**TASK PROMPT:** Every line below containing the word "program" should be found and copied.
━━ STUDY MATERIAL
PR #254, opened 2019-08-29
[Phoebe] Duke Increments

febee99:
Up to Week 3 Increments.


data/tasks.txt
```diff
@@ -0,0 +1,7 @@
+D|0| return book |Mon, 2 Dec 2019, 06:00 PM
+T|1|make my bed
+D|0|Quiz 1 | tomorrow
+T|0|Make bed
+T|0|make bed
+T|0|read book
+D|0|return my stuff |tomorrow
```
niqiukun: You may consider adding this file into your `.gitignore` to prevent it from being tracked by git.

src/main/java/duke/Duke.java
```diff
@@ -0,0 +1,53 @@
...
+import duke.tasks.TaskList;
+import duke.ui.Ui;
+
+public class Duke {
+    private final Storage storage;
+    private final Ui ui;
+    private TaskList tasks;
+
+    /**
+     * Initialise new duke.Duke session.
```
niqiukun: Note that according to the coding standard the JavaDoc should starts with `Initialises ...`.

src/main/java/duke/command/AddCommand.java
```diff
@@ -0,0 +1,135 @@
...
+     * Executes the AddCommand, adds the task to the LinkedList and saves it to the file.
+     *
+     * @param tasks   The TaskList containing all existing tasks.
+     * @param ui      The Ui for printing purposes.
+     * @param storage The Storage for saving tasks to file.
+     */
+    public void execute(TaskList tasks, Ui ui, Storage storage) {
+
+        tasks.allTasks.add(task);
+        StringBuilder sb = new StringBuilder("Got it. I've added this task:\n" + task);
```
niqiukun: Although this is fine to me (I did like this also), alternatively, you may consider placing all these messages inside the `Ui` class and call the respective methods in other classes.

src/main/java/duke/command/DeleteCommand.java
```diff
@@ -0,0 +1,51 @@
...
+     *
+     * @param tasks   The TaskList containing all existing tasks.
+     * @param ui      The Ui for printing purposes.
+     * @param storage The Storage for saving tasks to file.
+     */
+    public void execute(TaskList tasks, Ui ui, Storage storage) {
+
+        StringBuilder sb = new StringBuilder("Noted. I've removed this task:\n" + tasks.allTasks.get(index));
+        storage.deleteTaskFromFile(tasks.allTasks.get(index));
+        tasks.allTasks.remove(index);
```
niqiukun: There could be exception handling here which handles `IndexOutOfBoundsException`. Alternatively, you may consider making it more OOP by encapsulating the deletion within the `TaskList` class. As a result, you only have call `tasks.delete(index)` here.

src/main/java/duke/command/DeleteCommand.java
```diff
@@ -0,0 +1,51 @@
...
+        if (tasks.allTasks.size() == 1) {
+            sb.append("\nNow you have ")
+              .append(tasks.allTasks.size())
```
niqiukun: Similarly, you may encapusulate the `getSize()` method within the `TaskList` class to prevent the underlying implementation (`ArrayList<Task>`) to be accessed directly.

src/main/java/duke/command/Command.java
```diff
@@ -0,0 +1,25 @@
...
+     * @param storage The Storage for saving tasks to file.
+     */
+    public abstract void execute(TaskList tasks, Ui ui, Storage storage);
+
+    /**
+     * Checks if it is a bye command.
+     *
+     * @return A boolean: true if it is a bye command.
+     */
+    public abstract boolean isExit();
```
niqiukun, line 23: Consider an alternative implementation: you can implement `isExit` as follows:
```Java
public boolean isExit() {
    return this instanceof ExitCommand;
}
```
As a result, you don't need to reimplement this method in all its child classes.

src/main/java/duke/command/ExitCommand.java
```diff
@@ -0,0 +1,35 @@
...
+import duke.ui.Ui;
+
+public class ExitCommand extends Command {
+
+    /**
+     * Initialises an ExitCommand.
+     */
+    public ExitCommand() {
+
+    }
```
niqiukun, line 13: This may not be necessary?

src/main/java/duke/command/FindCommand.java
```diff
@@ -0,0 +1,47 @@
...
+     * @param tasks   The TaskList containing all existing tasks.
+     * @param ui      The Ui for printing purposes.
+     * @param storage The Storage for saving tasks to file.
+     */
+    public void execute(TaskList tasks, Ui ui, Storage storage) {
+
+        // Print all existing items in the list
+        ui.printMessage("Here are the matching tasks in your list:");
+        for (Task x : tasks.allTasks) {
+            if (x.toString().toLowerCase().contains(keyword)) {
```
niqiukun, line 33: Similar to `DeleteCommand`, you may consider making it more OOP by encapsulating the finding process within the `TaskList` class.

src/main/java/duke/parser/Parser.java
```diff
@@ -0,0 +1,63 @@
...
+        String[] details = fullCommand.trim().split("\\s+");
+
+        try {
+            switch (details[0]) {
+            case "list":
+                return new ListCommand();
+            case "find":
+                return new FindCommand(details[1]);
+            case "done":
+                return new DoneCommand(Integer.parseInt(details[1]) - 1);
```
niqiukun, line 38: You may consider moving the "minus one" process to the lowest level implementation, i.e. inside `TaskList` class, such that all these details will not be revealed to upper level classes.

src/main/java/duke/storage/Storage.java
```diff
@@ -0,0 +1,119 @@
...
+    }
+
+    /**
+     * Reads the input file line by line to add tasks into the TaskList.
+     *
+     * @return The LinkedList containing all loaded tasks.
+     * @throws DukeException In the event that the file cannot be read properly.
+     */
+    public LinkedList<Task> load() throws DukeException {
+        LinkedList<Task> allTasks = new LinkedList<>();
```
niqiukun, line 39: Usually, it is recommended to use `ArrayList` instead of `LinkedList` for faster access of `Tasks`.

src/main/java/duke/storage/Storage.java
```diff
@@ -0,0 +1,119 @@
...
+    }
+
+    /**
+     * Append a new task to the end of the file.
+     *
+     * @param t The task to be added.
+     */
+    public void appendTaskToFile(Task t) {
+        try {
+            BufferedWriter output = new BufferedWriter(new FileWriter(filepath, true));
```
niqiukun, line 99: You can use the `FileWriter` to write file directly without the need for `BufferedWriter`. See the following example:
```Java
FileWriter writer = new FileWriter(filePath, true); // Note the true here to enable append mode
writer.write("This is one line\n");
writer.flush();
writer.close();
```

src/main/java/duke/storage/Storage.java
```diff
@@ -0,0 +1,119 @@
...
+            e.printStackTrace();
+        }
+    }
+
+    /**
+     * Deletes a task from the file.
+     *
+     * @param t The task to be deleted.
+     */
+    public void deleteTaskFromFile(Task t) {
```
niqiukun: For deletion, it may be better to use an integer index as parameter than to use the `Task` object. Not only because the parameter passed between methods will be simpler, it will also avoid the situation where the wrong task is deleted. Consider the case when there are two tasks with the same `toStore()` value. Although they are the same in terms of content, they should be distinct objects.

src/main/java/duke/storage/Storage.java
```diff
@@ -0,0 +1,119 @@
...
+        LinkedList<Task> allTasks = new LinkedList<>();
+        try {
+            File f = new File(filepath);
+            if (!f.exists()) {
+                f.createNewFile();
+            }
+            BufferedReader bufferedReader = new BufferedReader(new FileReader(f));
+            String currLine;
+            while ((currLine = bufferedReader.readLine()) != null) {
+                String[] formattedText = currLine.split("\\|");
```
niqiukun: Since the conversion from `Task` objects to strings in files is done in the respective child classes of `Task`, consider placing the opposite conversion in the `Task` class as well. For example, the `Task` class could have the following method:
```Java
public static Task toTask(String text) throws DukeException {
    String[] formattedText = text.split("\\|");
    Task t;

    // Omitted

    return t;
}
```

src/main/java/duke/tasks/Deadline.java
```diff
@@ -0,0 +1,37 @@
...
+
+    private final String by;
+
+    /**
+     * Initialises a Deadline task.
+     *
+     * @param description The deadline description.
+     * @param by          The time at which the deadline is up.
+     */
+    public Deadline(String description, String by) {
```
niqiukun: Using `String` to store the actual deadline is okay to me, but for greater consistency, you may also consider storing it as `Date` objects. When you export the tasks to a file, the deadlines could be converted from `Date` to `String` and hence follow the same format.

src/main/java/duke/tasks/TaskList.java
```diff
@@ -0,0 +1,24 @@
...
+    }
+
+    /**
+     * Initialises an empty TaskList.
+     */
+    public TaskList() {
+        this.allTasks = new LinkedList<>();
+    }
+
+}
```
niqiukun, line 88: As mentioned above, there could be more OOP by encapsulating various methods here, including `addTask`, `deleteTask`, `findTask`, etc.

niqiukun (commented):
Hi Phoebe, your code is quite well written :) Keep up the good work! I have left several comments in the code with alternative implementations so that you may consider improving it further.

src/main/java/duke/Duke.java
```diff
@@ -0,0 +1,53 @@
...
+        storage = new Storage("data/tasks.txt");
+        try {
+            tasks = new TaskList(storage.load());
+        } catch (DukeException e) {
+            ui.showLoadingError();
+            tasks = new TaskList();
+        }
+    }
+
+    public static void main(String[] args) {
```
bjhoohaha: I am not sure whether you may have missed out this but there is missing javadoc for main method.

src/main/java/duke/command/AddCommand.java
```diff
@@ -0,0 +1,135 @@
...
+     *
+     * @return The string representation of the new date object.
+     */
+    public String parseDate() {
+        try {
+            SimpleDateFormat sdf = new SimpleDateFormat("dd/MM/yyyy HHmm", java.util.Locale.ENGLISH);
+            Date myDate = sdf.parse(time.replaceAll("-", "/"));
+            sdf.applyPattern("EEE, d MMM yyyy, hh:mm a");
+            return sdf.format(myDate);
+        } catch (ParseException e) {
```
bjhoohaha: Good effort in parsing the date and applying a different pattern to format to another date format that may be more readable.

src/main/java/duke/command/AddCommand.java
```diff
@@ -0,0 +1,135 @@
...
+     * @return The parsed description.
+     * @throws DukeException In the event that the command is in the wrong format.
+     */
+    public String parseDescription(String delimiter) throws DukeException {
+        String[] details = description.split(delimiter);
+        if (details.length == 1) {
+            if (details[0].length() != 0) {
+                throw new DukeException("Incorrect format. \nPlease try again with the format below: \n"
+                        + type + " ($task_name) " + delimiter + " ($date/day)");
+            }
```
bjhoohaha: Very considerate developer in telling user to input the correct format!

src/main/java/duke/command/DeleteCommand.java
bjhoohaha: Adding on to @niqiukun the `IndexOutOfBoundsException` may then be handled in `tasks.delete(index)`

src/main/java/duke/command/AddCommand.java
bjhoohaha: You may also want to consider extending different errors from `DukeException`. This would help make the code more readable and minimize the many '+' when trying to build your string. you can simply create a new `DukeException` and passing the arguments `$(task_name)` and `$(date/day`) as parameters

src/main/java/duke/command/DeleteCommand.java
```diff
@@ -0,0 +1,51 @@
...
+    /**
+     * Executes the Delete Command and removes the task from the Linked List and file.
+     *
+     * @param tasks   The TaskList containing all existing tasks.
+     * @param ui      The Ui for printing purposes.
+     * @param storage The Storage for saving tasks to file.
+     */
+    public void execute(TaskList tasks, Ui ui, Storage storage) {
+
+        StringBuilder sb = new StringBuilder("Noted. I've removed this task:\n" + tasks.allTasks.get(index));
```
bjhoohaha: Good use of String Buffer to increase efficiency rather than building a new string each time.

src/main/java/duke/command/ListCommand.java
```diff
@@ -0,0 +1,37 @@
...
+     * @param tasks   The TaskList containing all existing tasks.
+     * @param ui      The Ui for printing purposes.
+     * @param storage The Storage for saving tasks to file.
+     */
+    public void execute(TaskList tasks, Ui ui, Storage storage) {
+
+        // Print all existing items in the list
+        ui.printMessage("Here are the tasks in your list:");
+        tasks.allTasks.forEach(x -> ui.printMessage((tasks.allTasks.indexOf(x) + 1) + ". " + x));
+    }
```
bjhoohaha, line 27: Nice use of `Stream` here

src/main/java/duke/parser/Parser.java
```diff
@@ -0,0 +1,63 @@
...
+            case "deadline":
+            case "event":
+                return new AddCommand(details[0], fullCommand.split(details[0]));
+            case "bye":
+                return new ExitCommand();
+            default:
+                throw new DukeException("I'm sorry, but I don't know what that means :-( ");
+            }
+        } catch (ArrayIndexOutOfBoundsException e) {
+            // If the command misses a description entirely
```
bjhoohaha, line 51: You may want to consider handling the exceptions at each case. Having a try catch for "done" and "delete" thus minimise the switch case you have to do here.

src/main/java/duke/storage/Storage.java
```diff
@@ -0,0 +1,119 @@
...
+            }
+            writer.close();
+            reader.close();
+
+        } catch (IOException e) {
+            e.printStackTrace();
+        }
+        tempFile.renameTo(inputFile);
+    }
+}
```
bjhoohaha, line 139: Interesting alternative implementation in deleting the line from the database as well thus data is saved even though the program exits!

src/test/java/duke/command/AddCommandTest.java
```diff
@@ -0,0 +1,108 @@
...
+                    ((AddCommand) Parser.parse("todo Make the bed")).parseDescription());
+        } catch (DukeException e) {
+            System.err.println(e);
+        }
+    }
+
+    @Test
+    public void parseDescription_emptyToDo_exceptionThrown() {
+        try {
+            ((AddCommand) Parser.parse("todo")).parseDescription();
```
bjhoohaha: You may want to consider doing `Assertion.assertThrows( )` This would minimize having each try catch for each method test

src/test/java/duke/command/AddCommandTest.java
```diff
@@ -0,0 +1,108 @@
...
+        } catch (DukeException e) {
```
bjhoohaha: You may want to consider using a fail() method. This would ensure that when fail() is reached the test would have failed
```suggestion
 public void parseDescription_emptyToDo_exceptionThrown() {
	        try {
	            ((AddCommand) Parser.parse("todo")).parseDescription();
	            fail() // fail method here which will give an error by Junit if this line is reached. 
	            // This line should not be reached because previous line would throw the exception
```

bjhoohaha (commented):
Good Job! This is generally well done. Alternative implementation of storing the task each time it is changed, hence data is saved even though program exits.

Developer is also very considerate for user by throwing an error as well as telling user how to enter the correct input.

However, developer may want to consider having more abstraction to increase code readability as well as making it more OOP. Duke project is hard and takes a lot of time, so jiayou and I look forward to seeing the final version of this product as well! All the best to you.

PR #256, opened 2019-08-29
[Sakshi Pradyumn] Duke Increments

SakshiPradyumn:
All levels Week 3


src/main/java/Parser.java
```diff
@@ -0,0 +1,87 @@
...
+    private TaskList taskList;
+    private Ui ui;
+
+    public Parser(Storage storage, TaskList taskList, Ui ui) {
+        this.storage = storage;
+        this.taskList = taskList;
+        this.ui = ui;
+    }
+
+    public void parse() {
```
dragontho: Very intuitive way of handling exceptions! I see you are going for the "for each command handle it own exceptions" approach. But I think it can get a bit cluttered the more try/catch blocks you add. Maybe I could suggest trying the whole block of commands and catching them at the end?

src/main/java/Storage.java
```diff
@@ -0,0 +1,72 @@
...
+        File f = new File(fPath); // create a File for the given file path
+        Scanner S = new Scanner(f); // create a Scanner using the File as the source
+        while (S.hasNext()) {
+            String temp = S.nextLine();
+            cl.readFromFile(temp);
+        }
+    }
+*/
+
+    public List<Task> load() throws FileNotFoundException, DukeException {
```
dragontho, line 45: Very clean way of loading the text file! Could learn a thing or two from this.

src/main/java/Ui.java
```diff
@@ -0,0 +1,51 @@
+public class Ui {
+    private String response;
+
+    private void getResponseDirect() {
+        System.out.println("    ____________________________________________________________\n     "
```
dragontho: Nice way of abstracting the annoying borders! I've seen that you rewrite the same borders for all of your exceptions as well. Maybe you could do the same form of abstraction to them as well?

src/main/java/Ui.java
```diff
@@ -0,0 +1,51 @@
+public class Ui {
+    private String response;
```
dragontho, line 5: I like how you generalise every single command into a single response line then call getResponseDirect() at the end of your UI calls. Very nice!

dragontho (commented):
Overall, code was written well and organised. A little more abstraction could be used but otherwise fantastic optimisation of code!

atharvjoshi (commented):
Hello! Good job on making it to Week 4 of the iP hehe :)

- I like your thorough unit testing. I hope to practice such rigour in my unit testing as well. 

- It is interesting that you classify anything task related (e.g. creation, conversion to string) into the TaskList class. This gave me a new perspective of looking at what a 'TaskList' classification can achieve. I myself performed Task Generation and conversion of tasks in the list to one long string for printing both in my Parser class.

- I could not figure out why the classes ChatLike and Ui are co-existing in your code. Perhaps I am not thinking hard enough - aren't both performing very similar functions?

- Would like to suggest practicing a little more encapsulation. For instance, in your Parser's parse method, you could have separated the 'parsing' i.e. process of converting human input into a task understandable by Duke from the 'command execution' i.e. the actual subtasks to be done by the parsed task. This could increase the readability of the parse method (it took me the longest to read and understand). In the same method, the exception handling could then be delegated to the 'command execution' handler, while the parser handler is only responsible for 'parsing' i.e. understanding the command (and not executing it). 

- I used enums to enforce type safety on the kinds of commands Duke can understand and I used a class for each command (that inherits a 'Command' class) such that each command defines an abstract 'execute' method to run itself. I found that very useful because I too earlier did string slicing and matching (as you have done in your parse() method) and found that a little tedious compared to simply instantiating a new command based on the first word entered by the user. 

All the best for the coming weeks!

SakshiPradyumn:
Hello @dragontho! I really liked the way you have put similar classes in
folders like tasks, commands, ....

Thank you for your observations.

I get your point that my code could've been neater. I will try that in next
week's submission.

Your Ui class deserves a thumbs-up!

My Ui and Parser looks quite same, and I should work on deleting extra
lines.

Great work on JavaDoc; made me realise their importance now.

Well, something I have been asking people but with no success: How do you
delete a commit?
For initial commits I used to make mistakes, but somehow there were no
issues.

Also, apart from your beautiful code, can you suggest some other
classmate's code which has a unique way of implementation?

See ya!

SakshiPradyumn:
Hello @atharvjoshi! I really liked the way you have put similar classes in
folders like tasks, commands, ....

Thank you for your observations.

I will try more encapsulation in next week's submission.

Your enum imperative is wonderfully effective! I will try to incorporate
enum in my next project
Sorry for the time you wasted on my Parser. I did the bare minimum right
now because of my other commitments. Will work on it sometime.

Inspiring work on JavaDoc as well!

Also, apart from your beautiful code, can you suggest some other
classmate's code which has a unique way of implementation?

See ya!

PR #257, opened 2019-08-29
[Wang Tianyi] Duke Increments

arjunwangty:
All levels Week 3


src/main/java/Parser.java
```diff
@@ -0,0 +1,125 @@
...
+     * Creates a new parser instance.
+     *
+     * @param s Storage instance to be used.
+     * @param t TaskList containing task list.
+     * @param u Ui instance to be used.
+     */
+    public Parser(Storage s, TaskList t, Ui u) {
+        this.storage = s;
+        this.tasks = t;
+        this.ui = u;
```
━━━━
**SOLUTION TO THE PROBLEM:**
bjhoohaha, line 139: Interesting alternative implementation in deleting the line from the database as well thus data is saved even though the program exits!
Good Job! This is generally well done. Alternative implementation of storing the task each time it is changed, hence data is saved even though program exits.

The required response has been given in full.